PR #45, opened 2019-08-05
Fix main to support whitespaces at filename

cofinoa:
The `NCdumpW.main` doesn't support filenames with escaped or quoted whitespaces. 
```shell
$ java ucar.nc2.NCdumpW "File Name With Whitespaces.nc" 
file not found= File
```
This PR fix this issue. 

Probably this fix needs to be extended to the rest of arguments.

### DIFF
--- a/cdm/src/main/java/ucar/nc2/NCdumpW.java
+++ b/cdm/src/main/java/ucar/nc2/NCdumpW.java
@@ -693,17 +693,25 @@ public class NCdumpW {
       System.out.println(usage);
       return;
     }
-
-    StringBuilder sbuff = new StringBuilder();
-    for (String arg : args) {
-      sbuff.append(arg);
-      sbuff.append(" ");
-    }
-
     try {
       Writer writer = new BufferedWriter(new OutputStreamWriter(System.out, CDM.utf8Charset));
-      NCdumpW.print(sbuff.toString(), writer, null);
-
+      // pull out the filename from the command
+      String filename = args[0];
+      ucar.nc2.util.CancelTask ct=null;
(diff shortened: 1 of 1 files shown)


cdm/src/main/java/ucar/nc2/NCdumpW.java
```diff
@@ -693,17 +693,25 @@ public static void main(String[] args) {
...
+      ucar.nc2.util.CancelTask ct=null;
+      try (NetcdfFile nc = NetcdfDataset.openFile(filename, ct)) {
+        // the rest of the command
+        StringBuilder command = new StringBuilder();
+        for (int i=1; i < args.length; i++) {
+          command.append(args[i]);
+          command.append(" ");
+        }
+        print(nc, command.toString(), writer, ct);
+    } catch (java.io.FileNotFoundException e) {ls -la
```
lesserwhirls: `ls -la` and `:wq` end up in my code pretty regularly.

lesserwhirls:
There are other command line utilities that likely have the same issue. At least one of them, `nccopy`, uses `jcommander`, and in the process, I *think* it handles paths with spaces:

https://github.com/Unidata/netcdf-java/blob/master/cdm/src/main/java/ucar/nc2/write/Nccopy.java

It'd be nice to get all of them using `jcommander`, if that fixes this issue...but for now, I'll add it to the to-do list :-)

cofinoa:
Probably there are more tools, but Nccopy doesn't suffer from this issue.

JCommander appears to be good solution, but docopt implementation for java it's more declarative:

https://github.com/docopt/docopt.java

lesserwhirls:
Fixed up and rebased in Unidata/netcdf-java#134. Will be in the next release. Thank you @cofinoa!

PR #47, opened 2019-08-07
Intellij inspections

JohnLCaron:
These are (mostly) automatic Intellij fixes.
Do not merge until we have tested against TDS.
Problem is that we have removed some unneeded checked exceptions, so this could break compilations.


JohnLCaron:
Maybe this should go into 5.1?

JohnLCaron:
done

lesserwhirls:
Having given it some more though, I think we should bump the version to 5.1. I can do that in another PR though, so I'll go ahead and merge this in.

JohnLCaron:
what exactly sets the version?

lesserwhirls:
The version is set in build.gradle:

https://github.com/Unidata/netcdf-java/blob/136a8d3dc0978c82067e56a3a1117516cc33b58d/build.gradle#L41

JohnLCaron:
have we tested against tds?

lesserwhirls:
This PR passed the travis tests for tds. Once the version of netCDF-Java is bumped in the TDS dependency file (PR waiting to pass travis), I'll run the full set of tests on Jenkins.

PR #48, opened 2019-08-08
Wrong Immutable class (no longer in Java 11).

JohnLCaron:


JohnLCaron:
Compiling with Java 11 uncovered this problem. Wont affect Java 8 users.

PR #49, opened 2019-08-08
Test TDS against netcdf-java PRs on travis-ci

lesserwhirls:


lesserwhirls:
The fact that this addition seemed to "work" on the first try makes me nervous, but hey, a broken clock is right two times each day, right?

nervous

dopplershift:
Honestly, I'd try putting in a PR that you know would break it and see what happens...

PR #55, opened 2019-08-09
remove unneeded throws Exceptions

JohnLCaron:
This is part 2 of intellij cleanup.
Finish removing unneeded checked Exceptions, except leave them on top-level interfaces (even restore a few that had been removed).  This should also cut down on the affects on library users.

:::

* _EXERCISE DIRECTIONS_:
The entries above are to be restated word for word.

* _RESPONSE_:
PR #45, opened 2019-08-05
Fix main to support whitespaces at filename

cofinoa:
The `NCdumpW.main` doesn't support filenames with escaped or quoted whitespaces. 
```shell
$ java ucar.nc2.NCdumpW "File Name With Whitespaces.nc" 
file not found= File
```
This PR fix this issue. 

Probably this fix needs to be extended to the rest of arguments.

### DIFF
--- a/cdm/src/main/java/ucar/nc2/NCdumpW.java
+++ b/cdm/src/main/java/ucar/nc2/NCdumpW.java
@@ -693,17 +693,25 @@ public class NCdumpW {
       System.out.println(usage);
       return;
     }
-
-    StringBuilder sbuff = new StringBuilder();
-    for (String arg : args) {
-      sbuff.append(arg);
-      sbuff.append(" ");
-    }
-
     try {
       Writer writer = new BufferedWriter(new OutputStreamWriter(System.out, CDM.utf8Charset));
-      NCdumpW.print(sbuff.toString(), writer, null);
-
+      // pull out the filename from the command
+      String filename = args[0];
+      ucar.nc2.util.CancelTask ct=null;
(diff shortened: 1 of 1 files shown)


cdm/src/main/java/ucar/nc2/NCdumpW.java
```diff
@@ -693,17 +693,25 @@ public static void main(String[] args) {
...
+      ucar.nc2.util.CancelTask ct=null;
+      try (NetcdfFile nc = NetcdfDataset.openFile(filename, ct)) {
+        // the rest of the command
+        StringBuilder command = new StringBuilder();
+        for (int i=1; i < args.length; i++) {
+          command.append(args[i]);
+          command.append(" ");
+        }
+        print(nc, command.toString(), writer, ct);
+    } catch (java.io.FileNotFoundException e) {ls -la
```
lesserwhirls: `ls -la` and `:wq` end up in my code pretty regularly.

lesserwhirls:
There are other command line utilities that likely have the same issue. At least one of them, `nccopy`, uses `jcommander`, and in the process, I *think* it handles paths with spaces:

https://github.com/Unidata/netcdf-java/blob/master/cdm/src/main/java/ucar/nc2/write/Nccopy.java

It'd be nice to get all of them using `jcommander`, if that fixes this issue...but for now, I'll add it to the to-do list :-)

cofinoa:
Probably there are more tools, but Nccopy doesn't suffer from this issue.

JCommander appears to be good solution, but docopt implementation for java it's more declarative:

https://github.com/docopt/docopt.java

lesserwhirls:
Fixed up and rebased in Unidata/netcdf-java#134. Will be in the next release. Thank you @cofinoa!

PR #47, opened 2019-08-07
Intellij inspections

JohnLCaron:
These are (mostly) automatic Intellij fixes.
Do not merge until we have tested against TDS.
Problem is that we have removed some unneeded checked exceptions, so this could break compilations.


JohnLCaron:
Maybe this should go into 5.1?

JohnLCaron:
done

lesserwhirls:
Having given it some more though, I think we should bump the version to 5.1. I can do that in another PR though, so I'll go ahead and merge this in.

JohnLCaron:
what exactly sets the version?

lesserwhirls:
The version is set in build.gradle:

https://github.com/Unidata/netcdf-java/blob/136a8d3dc0978c82067e56a3a1117516cc33b58d/build.gradle#L41

JohnLCaron:
have we tested against tds?

lesserwhirls:
This PR passed the travis tests for tds. Once the version of netCDF-Java is bumped in the TDS dependency file (PR waiting to pass travis), I'll run the full set of tests on Jenkins.

PR #48, opened 2019-08-08
Wrong Immutable class (no longer in Java 11).

JohnLCaron:


JohnLCaron:
Compiling with Java 11 uncovered this problem. Wont affect Java 8 users.

PR #49, opened 2019-08-08
Test TDS against netcdf-java PRs on travis-ci

lesserwhirls:


lesserwhirls:
The fact that this addition seemed to "work" on the first try makes me nervous, but hey, a broken clock is right two times each day, right?

nervous

dopplershift:
Honestly, I'd try putting in a PR that you know would break it and see what happens...

PR #55, opened 2019-08-09
remove unneeded throws Exceptions

JohnLCaron:
This is part 2 of intellij cleanup.
Finish removing unneeded checked Exceptions, except leave them on top-level interfaces (even restore a few that had been removed).  This should also cut down on the affects on library users.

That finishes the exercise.